WWDC 2019: The Pregame Quiz

// Written by Jordan Morgan // May 23rd, 2019 // Read it in about 2 minutes // RE: Trivia

Dark mode, Marzipan and who knows what else await us which means we’re not far from Tim Cook and Friends revealing iOS 13 to the world. With a ton of services announcements already taken care of such as Apple TV+, Apple News+ and more - the tea leaves indicate that they’re going hard on pure API news this year.

At this point it’s all conjecture, so let’s ready up with the fifth annual Swiftjective-C WWDC Pregame Quiz!

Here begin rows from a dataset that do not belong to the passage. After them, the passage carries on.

PR #10868, opened 2025-09-08
Cleanup const in header files

KebsCS:
Should fix all `readability-make-member-function-const` for clang-tidy in header files https://github.com/ddnet/ddnet/pull/10588

## Checklist

### DIFF
--- a/src/engine/client/graphics_threaded.h
+++ b/src/engine/client/graphics_threaded.h
@@ -624,10 +624,8 @@ public:
 		return true;
 	}
 
-	SCommand *Head()
-	{
-		return m_pCmdBufferHead;
-	}
+	const SCommand *Head() const { return m_pCmdBufferHead; }
+	SCommand *Head() { return const_cast<SCommand *>(const_cast<const CCommandBuffer *>(this)->Head()); }
 
 	void Reset()
 	{
@@ -873,7 +871,7 @@ class CGraphics_Threaded : public IEngineGraphics
 
 	template<typename TName>
 	void AddCmd(
-		TName &Cmd, std::function<bool()> FailFunc = [] { return true; })
+		TName &Cmd, const std::function<bool()> &FailFunc = [] { return true; })
 	{
 		if(m_pCommandBuffer->AddCommandUnsafe(Cmd))
 			return;
--- a/src/game/client/prediction/gameworld.h
+++ b/src/game/client/prediction/gameworld.h
@@ -56,9 +56,10 @@ public:
 	CCollision *m_pCollision;
 
 	// getter for server variables
-	int GameTick() { return m_GameTick; }
-	int GameTickSpeed() { return SERVER_TICK_SPEED; }
-	CCollision *Collision() { return m_pCollision; }
+	int GameTick() const { return m_GameTick; }
+	int GameTickSpeed() const { return SERVER_TICK_SPEED; }
+	const CCollision *Collision() const { return m_pCollision; }
+	CCollision *Collision() { return const_cast<CCollision *>(const_cast<const CGameWorld *>(this)->Collision()); }
 	CTeamsCore *Teams() { return &m_Teams; }
 	std::vector<SSwitchers> &Switchers() { return m_Core.m_vSwitchers; }
 	CTuningParams *Tuning();
@@ -102,8 +103,10 @@ public:
 	void Clear();
 
 	CTuningParams *m_pTuningList;
-	CTuningParams *TuningList() { return m_pTuningList; }
-	CTuningParams *GetTuning(int i) { return &TuningList()[i]; }
+	const CTuningParams *TuningList() const { return m_pTuningList; }
+	CTuningParams *TuningList() { return const_cast<CTuningParams *>(const_cast<const CGameWorld *>(this)->TuningList()); }
+	const CTuningParams *GetTuning(int i) const { return &TuningList()[i]; }
+	CTuningParams *GetTuning(int i) { return const_cast<CTuningParams *>(const_cast<const CGameWorld *>(this)->GetTuning(i)); }
 
 	const CMapBugs *m_pMapBugs;
 	bool EmulateBug(int Bug) const;
--- a/src/game/gamecore.h
+++ b/src/game/gamecore.h
@@ -156,7 +156,7 @@ public:
 		m_pPrng = nullptr;
 	}
 
-	int RandomOr0(int BelowThis)
+	int RandomOr0(int BelowThis) const
 	{
 		if(BelowThis <= 1 || !m_pPrng)
 		{
--- a/src/engine/client/backend_sdl.cpp
+++ b/src/engine/client/backend_sdl.cpp
@@ -367,7 +367,7 @@ void CCommandProcessor_SDL_GL::RunBuffer(CCommandBuffer *pBuffer)
 {
 	m_pGLBackend->StartCommands(pBuffer->m_CommandCount, pBuffer->m_RenderCallCount);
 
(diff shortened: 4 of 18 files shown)


src/engine/client/graphics_threaded.h
```diff
@@ -624,7 +624,7 @@ class CCommandBuffer
 		return true;
 	}
 
-	SCommand *Head()
+	SCommand *Head() const
```
ChillerDragon: I think heinrich does not like const methods returning non const pointers that could actually change state.

src/game/client/prediction/gameworld.h
```diff
@@ -56,9 +56,9 @@ class CGameWorld
 	CCollision *m_pCollision;
 
 	// getter for server variables
-	int GameTick() { return m_GameTick; }
-	int GameTickSpeed() { return SERVER_TICK_SPEED; }
-	CCollision *Collision() { return m_pCollision; }
+	int GameTick() const { return m_GameTick; }
+	int GameTickSpeed() const { return SERVER_TICK_SPEED; }
+	CCollision *Collision() const { return m_pCollision; }
```
ChillerDragon: same here

src/game/client/prediction/gameworld.h
```diff
@@ -102,8 +102,8 @@ class CGameWorld
 	void Clear();
 
 	CTuningParams *m_pTuningList;
-	CTuningParams *TuningList() { return m_pTuningList; }
-	CTuningParams *GetTuning(int i) { return &TuningList()[i]; }
+	CTuningParams *TuningList() const { return m_pTuningList; }
+	CTuningParams *GetTuning(int i) const { return &TuningList()[i]; }
```
ChillerDragon: same here (and more but I stop spamming now)

ChillerDragon:
Lets go with all non pointer ones first thats a free merge. And then we can discuss what to do with the pointer ones.

src/engine/client/graphics_threaded.h
KebsCS: I don't think they randomly change state. If someone does that in their PR, they could also remove the `const` from the getter, no problem in that. 
If I remove these from the PR, the warning will persist. I think disabling the warning completely or creating numerous exceptions is a far worse solution

ChillerDragon: We need a @heinrich5991

Robyt3: See the discussion in #10555. Does adding both const-function returning const pointer and non-const function returning non-const pointer fix the warning? As a basic rule of encapsulation, the latter function should also only be added when necessary.

KebsCS: Doesn't seem to work, I did:
```
SCommand *Head() { return m_pCmdBufferHead; }
const SCommand *Head() const { return m_pCmdBufferHead; }
```
https://github.com/KebsCS/ddnet/commit/39a6d92f7851ec929f34c57e7685da6f4133bbe3#diff-5f94e06b7be707e9ad40dabd5b10110a05945e20d6d992c432e2a7b91143a030R630-R631

And get warning on the line, that doesn't have const
```
/home/runner/work/ddnet/ddnet/src/engine/client/graphics_threaded.h:630:12: error: method 'Head' can be made const [readability-make-member-function-const,-warnings-as-errors]
  630 |         SCommand *Head() { return m_pCmdBufferHead; }
      |                   ^
      |                          const
```

ChillerDragon: This compiles for me

```diff
diff --git a/src/engine/client/backend_sdl.cpp b/src/engine/client/backend_sdl.cpp
index b08287755..e6ce12351 100644
--- a/src/engine/client/backend_sdl.cpp
+++ b/src/engine/client/backend_sdl.cpp
@@ -367,7 +367,7 @@ void CCommandProcessor_SDL_GL::RunBuffer(CCommandBuffer *pBuffer)
 {
 	m_pGLBackend->StartCommands(pBuffer->m_CommandCount, pBuffer->m_RenderCallCount);
 
-	for(CCommandBuffer::SCommand *pCommand = pBuffer->Head(); pCommand; pCommand = pCommand->m_pNext)
+	for(const CCommandBuffer::SCommand *pCommand = pBuffer->Head(); pCommand; pCommand = pCommand->m_pNext)
 	{
 		auto Res = m_pGLBackend->RunCommand(pCommand);
 		if(Res == ERunCommandReturnTypes::RUN_COMMAND_COMMAND_HANDLED)
diff --git a/src/engine/client/graphics_threaded.h b/src/engine/client/graphics_threaded.h
index e75d14ef3..71348a338 100644
--- a/src/engine/client/graphics_threaded.h
+++ b/src/engine/client/graphics_threaded.h
@@ -624,7 +624,7 @@ public:
 		return true;
 	}
 
-	SCommand *Head()
+	SCommand const *Head() const
 	{
 		return m_pCmdBufferHead;
 	}
```

Robyt3: `SCommand const *Head() const` and `const SCommand *Head() const` are identical, but we only use the latter style.

This would solve this one particular case, but what about cases where we need both the const and non-const pointer?

Adding `const` to functions that are only bitwise const but not logically const is not desired by @heinrich5991 and this is also the recommendation by Scott Meyers in Effective C++, item 3. For long functions, Scott Meyers suggests the following approach to avoid the duplication between the const and non-const functions: https://stackoverflow.com/a/856839

Robyt3: Actually, the clang-tidy documentation even has a specific exclusion to handle exactly this case using notation suggested in Effective C++. See the example in https://rocm.docs.amd.com/projects/llvm-project/en/latest/LLVM/clang-tools/html/clang-tidy/checks/readability/make-member-function-const.html

KebsCS: Adding `const_cast`s to the extra functions did fix the warnings https://github.com/KebsCS/ddnet/actions/runs/17618663694/job/50058449468

src/engine/client/graphics_threaded.h
```diff
@@ -624,10 +624,8 @@ class CCommandBuffer
 		return true;
 	}
 
-	SCommand *Head()
-	{
-		return m_pCmdBufferHead;
-	}
+	const SCommand *Head() const { return m_pCmdBufferHead; }
+	SCommand *Head() { return const_cast<SCommand *>(const_cast<const CCommandBuffer *>(this)->Head()); }
```
ChillerDragon, line 628: Yea I have no idea what is going on here. But I feel like you guys have everything under control.

heinrich5991: This should be just `return m_pCmdBufferHead;`, as far as I can tell…

src/game/gamecore.h
```diff
@@ -156,7 +156,7 @@ class CWorldCore
 		m_pPrng = nullptr;
 	}
 
-	int RandomOr0(int BelowThis)
+	int RandomOr0(int BelowThis) const
```
heinrich5991, line 159: This shouldn't be `const`, it mutates.

src/engine/client/graphics_threaded.h
Robyt3: > This should be just `return m_pCmdBufferHead;`, as far as I can tell…

Then clang-tidy complains once we actually check header files (#10588), even with the same function mirrored as const:

```
src/engine/client/graphics_threaded.h:634:12: warning: method 'Head' can be made const [readability-make-member-function-const]
  634 |         SCommand *Head() { return m_pCmdBufferHead; }
```

Using the const-cast magic above avoids the warning.

heinrich5991: If you're using the `const_cast` only to silence the warning, then rather explicitly ignore the warning.

The code does not become more readable with the `const_cast` for me.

If you’d like a quick primer on how this all works or how it got started, check out the first four quizzes from 2015 ,2016, 2017 and 2018.

Now - Lets.Play(with:🔥)!

Ground Rules

There are three rounds, and the point break down is as follows:

  • Round 1 – 1 point each answer
  • Round 2 - 2 points each answer
  • Round 3 - 3 points each answer

The last question of each round is an optional wildcard question. Get it right, and your team gets 4 points, but miss it and the team will be deducted 2 points.

Round 1 — Swift Decisions

Question 1:
What’s the name of the Swift attribute, added in Swift 5 to bolster dynamic language interoperability, that allows one to call named types like you’d call functions using a simple syntactic sugar?

Example:

@(the attribute name) struct SwiftjectiveC 
{
    func showArticles(withTags: [String]) {}
}

let instance = SwiftjectiveC()

instance("Foundation", "Swift")
// This will desugar down to instance.showArticles(withTags: ["Foundation", "Swift"])

Question 2:
In Swift, variables are initialized before they are used by a concept enforced by LLVM’s optimizer. What is this concept in computer science referred to as?

Question 3:
SIMD Vector and Result types were finally added to Swift in an official capacity in what version?

Question 4:
Before Apple’s Swift was announced, there already existed a parallel programming language by the same name - who were its developers?

Wildcard:
Before Swift was a popular programming language at Apple, it was also the codename for an Apple-designed processor - which one was it?

Round 2 — iOS History 101

Question 1:
Auto Layout, long a core component of laying out user interfaces on macOS, didn’t arrive on iOS until which major release?

Question 2:
Security is a hallmark feature of iOS, and this specific feature involves placing data in random locations in memory and works alongside ARM’s XN (Execute Never) feature to prevent buffer overflow attacks - what is it?

Question 3:
When iOS was still shrouded in secrecy within Apple, how old was the youngest engineer working on iOS 1.0?

Question 4:
When the iPhone was first launched on June 29th, 2007 its operating system wasn’t yet referred to as iOS until iOS 4. What was its original name?

Wildcard:
Leading the way to haggle all of your friends who appear as green bubbles in your conversations, in which version of iOS did iMessage debut?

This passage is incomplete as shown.